═════ Extracted records

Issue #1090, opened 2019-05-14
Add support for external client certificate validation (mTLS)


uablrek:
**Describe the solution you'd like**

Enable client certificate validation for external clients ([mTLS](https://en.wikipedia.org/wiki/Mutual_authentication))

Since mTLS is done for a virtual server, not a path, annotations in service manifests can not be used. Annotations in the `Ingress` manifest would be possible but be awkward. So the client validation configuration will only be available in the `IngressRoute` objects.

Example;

══════════
═════ Extracted records

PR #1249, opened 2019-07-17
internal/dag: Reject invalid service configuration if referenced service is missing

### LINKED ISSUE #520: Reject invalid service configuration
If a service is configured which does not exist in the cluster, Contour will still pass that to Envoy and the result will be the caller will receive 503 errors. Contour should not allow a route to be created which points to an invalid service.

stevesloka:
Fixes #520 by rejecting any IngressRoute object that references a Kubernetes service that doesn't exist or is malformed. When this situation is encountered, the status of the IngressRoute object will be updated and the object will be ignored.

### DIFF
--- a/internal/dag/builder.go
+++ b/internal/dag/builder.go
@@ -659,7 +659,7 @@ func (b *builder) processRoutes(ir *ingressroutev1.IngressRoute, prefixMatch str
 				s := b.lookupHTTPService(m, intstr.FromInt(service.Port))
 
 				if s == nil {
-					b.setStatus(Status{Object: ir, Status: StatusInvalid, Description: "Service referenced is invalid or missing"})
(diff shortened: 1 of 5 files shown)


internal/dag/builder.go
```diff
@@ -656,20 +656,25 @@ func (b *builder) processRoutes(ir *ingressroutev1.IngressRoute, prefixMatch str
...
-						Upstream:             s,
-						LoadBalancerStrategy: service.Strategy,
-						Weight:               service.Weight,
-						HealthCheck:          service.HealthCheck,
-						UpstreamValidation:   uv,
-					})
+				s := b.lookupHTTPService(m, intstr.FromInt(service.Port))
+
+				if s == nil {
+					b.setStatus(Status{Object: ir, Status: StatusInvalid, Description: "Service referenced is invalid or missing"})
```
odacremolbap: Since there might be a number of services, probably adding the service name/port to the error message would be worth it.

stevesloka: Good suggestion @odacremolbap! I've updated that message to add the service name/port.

══════════
═════ Extracted records

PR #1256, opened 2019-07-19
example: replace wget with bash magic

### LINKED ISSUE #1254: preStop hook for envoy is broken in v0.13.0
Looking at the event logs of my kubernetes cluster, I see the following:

══════════

Task to complete » Please write out, exactly as they appear above, only the lines in the stretch from the line with "Issue #1090, opened 2019-05-14" through the line with "Enable client certificate".

Written response »
Issue #1090, opened 2019-05-14
Add support for external client certificate validation (mTLS)


uablrek:
**Describe the solution you'd like**

Enable client certificate validation for external clients ([mTLS](https://en.wikipedia.org/wiki/Mutual_authentication))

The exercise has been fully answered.